> INFORMATION PROVIDED:
▬▬▬
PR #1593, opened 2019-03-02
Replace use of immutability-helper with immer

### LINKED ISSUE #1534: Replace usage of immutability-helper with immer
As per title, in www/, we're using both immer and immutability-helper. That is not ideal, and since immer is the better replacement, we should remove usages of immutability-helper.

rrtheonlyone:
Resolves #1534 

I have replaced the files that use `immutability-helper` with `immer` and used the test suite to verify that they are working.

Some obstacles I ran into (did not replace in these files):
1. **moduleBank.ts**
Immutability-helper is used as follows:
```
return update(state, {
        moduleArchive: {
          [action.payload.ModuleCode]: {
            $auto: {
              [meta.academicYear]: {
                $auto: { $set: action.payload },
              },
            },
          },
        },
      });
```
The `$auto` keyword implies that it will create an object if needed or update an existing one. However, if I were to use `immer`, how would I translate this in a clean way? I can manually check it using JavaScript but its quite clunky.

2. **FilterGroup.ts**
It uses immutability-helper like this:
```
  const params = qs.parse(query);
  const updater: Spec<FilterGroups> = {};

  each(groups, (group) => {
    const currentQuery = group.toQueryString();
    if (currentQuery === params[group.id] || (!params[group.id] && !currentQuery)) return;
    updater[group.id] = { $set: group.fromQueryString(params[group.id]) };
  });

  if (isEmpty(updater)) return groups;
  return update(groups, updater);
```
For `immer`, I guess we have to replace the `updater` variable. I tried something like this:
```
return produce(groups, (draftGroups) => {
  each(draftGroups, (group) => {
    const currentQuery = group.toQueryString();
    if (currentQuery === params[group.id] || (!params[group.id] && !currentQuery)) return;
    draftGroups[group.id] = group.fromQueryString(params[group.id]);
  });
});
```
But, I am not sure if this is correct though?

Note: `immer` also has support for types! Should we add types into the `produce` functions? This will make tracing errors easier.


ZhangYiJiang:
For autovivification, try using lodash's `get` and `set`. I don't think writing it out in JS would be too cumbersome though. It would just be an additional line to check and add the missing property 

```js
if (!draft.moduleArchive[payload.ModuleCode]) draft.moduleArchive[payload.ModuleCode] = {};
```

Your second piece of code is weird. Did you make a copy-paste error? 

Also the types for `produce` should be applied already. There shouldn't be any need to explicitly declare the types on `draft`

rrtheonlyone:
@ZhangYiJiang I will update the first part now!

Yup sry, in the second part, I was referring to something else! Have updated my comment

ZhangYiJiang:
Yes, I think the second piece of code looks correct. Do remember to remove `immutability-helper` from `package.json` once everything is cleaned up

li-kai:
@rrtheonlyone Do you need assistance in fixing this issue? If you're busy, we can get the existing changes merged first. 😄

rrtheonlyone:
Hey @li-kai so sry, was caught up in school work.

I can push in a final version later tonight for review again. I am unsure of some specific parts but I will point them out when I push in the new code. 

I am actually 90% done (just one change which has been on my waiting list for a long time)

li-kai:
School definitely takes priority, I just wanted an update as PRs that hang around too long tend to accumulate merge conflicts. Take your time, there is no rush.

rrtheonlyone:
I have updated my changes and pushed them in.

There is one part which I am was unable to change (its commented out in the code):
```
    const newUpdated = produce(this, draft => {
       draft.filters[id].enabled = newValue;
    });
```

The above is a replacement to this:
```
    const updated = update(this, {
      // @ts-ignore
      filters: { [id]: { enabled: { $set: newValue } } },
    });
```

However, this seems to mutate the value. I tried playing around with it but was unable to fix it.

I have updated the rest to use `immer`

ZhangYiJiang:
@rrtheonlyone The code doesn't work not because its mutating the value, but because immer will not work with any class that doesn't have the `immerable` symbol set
▬▬▬
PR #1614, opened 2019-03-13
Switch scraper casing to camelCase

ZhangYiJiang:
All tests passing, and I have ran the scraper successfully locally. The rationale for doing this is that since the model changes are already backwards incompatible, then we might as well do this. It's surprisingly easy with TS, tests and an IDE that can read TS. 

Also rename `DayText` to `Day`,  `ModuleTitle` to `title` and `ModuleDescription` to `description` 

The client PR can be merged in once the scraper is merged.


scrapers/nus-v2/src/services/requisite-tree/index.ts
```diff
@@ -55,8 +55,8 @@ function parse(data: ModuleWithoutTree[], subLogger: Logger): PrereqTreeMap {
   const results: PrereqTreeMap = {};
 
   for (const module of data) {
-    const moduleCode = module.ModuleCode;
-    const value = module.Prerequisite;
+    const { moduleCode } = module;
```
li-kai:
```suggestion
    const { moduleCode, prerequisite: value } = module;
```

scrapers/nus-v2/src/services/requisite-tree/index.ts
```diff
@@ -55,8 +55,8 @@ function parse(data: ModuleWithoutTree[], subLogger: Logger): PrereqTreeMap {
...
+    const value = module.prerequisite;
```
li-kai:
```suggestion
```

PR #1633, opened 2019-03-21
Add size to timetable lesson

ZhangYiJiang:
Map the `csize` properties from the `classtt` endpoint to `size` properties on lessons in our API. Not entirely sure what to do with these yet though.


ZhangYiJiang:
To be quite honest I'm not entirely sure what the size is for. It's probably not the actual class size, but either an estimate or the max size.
▬▬▬
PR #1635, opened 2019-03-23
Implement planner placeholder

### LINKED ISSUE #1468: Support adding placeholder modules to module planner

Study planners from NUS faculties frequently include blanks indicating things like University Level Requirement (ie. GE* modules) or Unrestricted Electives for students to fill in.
▬▬▬
Among the records above, find each line holding "around" and list it.

> ANSWER TO THE EXERCISE:
School definitely takes priority, I just wanted an update as PRs that hang around too long tend to accumulate merge conflicts. Take your time, there is no rush.
However, this seems to mutate the value. I tried playing around with it but was unable to fix it.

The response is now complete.